Your goal: Which lines in the records below include the word "latest"? Report each of them in full.

Given data:
PR #649, opened 2023-12-04
Fix issue with API folder on /latest

plumbis:
The API page doesn't render in /latest. /latest is the entry point for search engines.

The reason is that the existing code looks for a version number that doesn't exist. This changes the logic to use the current directory instead of the version parameter. 

Verified by creating a /latest content dir and removing the version number.


jbw976 (approved):
Seems reasonable, but leaning heavily on your testing notes for verification here 😊

PR #651, opened 2023-12-04
Correct crossplane-browse cluster role description

erikgb:
Update docs to be better aligned with the granted permissions. Tried to write something meaningful based on: 

https://github.com/crossplane/crossplane/blob/90abed63db7b77713ee3b262dc53422d565260b5/cluster/charts/crossplane/templates/rbac-manager-managed-clusterroles.yaml#L183C45-L185C18

but feel free to suggest improvements.

Also correcting some non-working kubectl-commands. At least in my cluster.


plumbis (approved):
This is great @erikgb, thanks!!

PR #652, opened 2023-12-05
doc: fix inconsistency with toFieldPath and the applied value

girdharshubham:


plumbis:
Good catch, thank you! Would mind adding this same fix to the file in `content/master/concepts/patch-and-transform.md`?

girdharshubham:
@plumbis Done.
Thanks for reviewing.!

plumbis (approved):
Woo! Thank you 🎉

Task solution:
Fix issue with API folder on /latest
The API page doesn't render in /latest. /latest is the entry point for search engines.
Verified by creating a /latest content dir and removing the version number.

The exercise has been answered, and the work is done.